A critical pre-auth remote code execution (RCE) vulnerability in Wing FTP Server, tracked as CVE-2025-47812, is now being exploited in the wild, with attackers targeting publicly exposed systems.
The vulnerability affects Windows, Linux, and macOS versions of Wing FTP Server prior to v7.3.1, and allows unauthenticated attackers to run arbitrary system commands via crafted HTTP requests.
About CVE-2025-47812
- Severity: Critical (CVSS v3: 9.8)
- Type: Pre-authentication Remote Code Execution
- Affected software: Wing FTP Server < v7.3.1
- Exploit vector: Malicious HTTP request to the web-based admin interface (port 5466)
Security firm Rapid7 discovered the flaw and reports active exploitation in the wild. outlining the vulnerability and its impact.
Real-World Exploits Confirmed
Researchers observed attackers leveraging this vulnerability in real-world intrusions. Public proof-of-concept exploits are also available, increasing the risk of widespread abuse.
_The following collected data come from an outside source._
PR #678, opened 2024-02-29
Add OTLP trace http sample with Google auth

damemi:
To run:

```
export OTEL_RESOURCE_ATTRIBUTES="gcp.project_id=<project-id>"
export OTEL_EXPORTER_OTLP_ENDPOINT=<endpoint>
node app.js
```

In another terminal
```
curl localhost:8080/rolldice?rolls=12
```
(or any number of rolls)

Samples heavily based on OTel docs at https://opentelemetry.io/docs/languages/js/getting-started/nodejs, so adding their copyright as well

### DIFF
--- a/samples/otlptracehttp/package.json
+++ b/samples/otlptracehttp/package.json
@@ -1,0 +1,23 @@
+{
+  "name": "sample-app",
+  "version": "0.1.0",
+  "private": true,
+  "license": "Apache-2.0",
+  "author": "Google Inc.",
+  "main": "index.js",
+  "scripts": {
+    "start": "node ./app.js"
+  },
+  "keywords": [],
+  "author": "",
+  "license": "ISC",
+  "dependencies": {
+    "@opentelemetry/api": "1.7.0",
+    "@opentelemetry/exporter-trace-otlp-http": "0.49.1",
+    "@opentelemetry/resources": "1.19.0",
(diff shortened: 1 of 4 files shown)


samples/otlptracehttp/package.json
```diff
@@ -0,0 +1,24 @@
...
+  "license": "ISC",
+  "dependencies": {
+    "@opentelemetry/api": "^1.8.0",
+    "@opentelemetry/exporter-metrics-otlp-http": "^0.49.1",
+    "@opentelemetry/exporter-trace-otlp-http": "^0.49.1",
+    "@opentelemetry/resources": "^1.22.0",
+    "@opentelemetry/sdk-node": "^0.49.1",
+    "@opentelemetry/semantic-conventions": "^1.22.0",
+    "express": "^4.18.3",
+    "google-auth-library": "^9.6.3"
```
aabmass, line 22: Since this is an example, can you remove the carats so that it installs exact versions?

One other thing, this repo uses npm workspaces where there is a single package-lock.json in the repo root and all of the packages get linked together (similar to go workspaces). Can you delete the package-lock.json and `node_modules` from this directory and instead run `npm install` from the repo root?

damemi: Done, please check if I missed anything

aabmass (approved):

“It’s being exploited right now — if you run Wing FTP and haven’t patched, you are at serious risk,” warns Rapid7.
🛠️ Immediate Action Required
Update to v7.3.1 or later from the official Wing FTP site:
Temporary Mitigation (if patching isn’t possible yet)
- Restrict external access to the admin interface (default: TCP 5466)
- Apply strict IP filtering or tunnel access through VPN
- Monitor for unauthorized access or new user creation
- Enable and review detailed server logs
Final Recommendations
- Patch immediately to Wing FTP Server v7.3.1
- Never expose admin interfaces directly to the internet
- Stay updated with CVE feeds and vendor advisories
- Treat this as an active threat, not just a theoretical risk
🔐 Don’t wait until it’s too late. Patch CVE-2025-47812 now.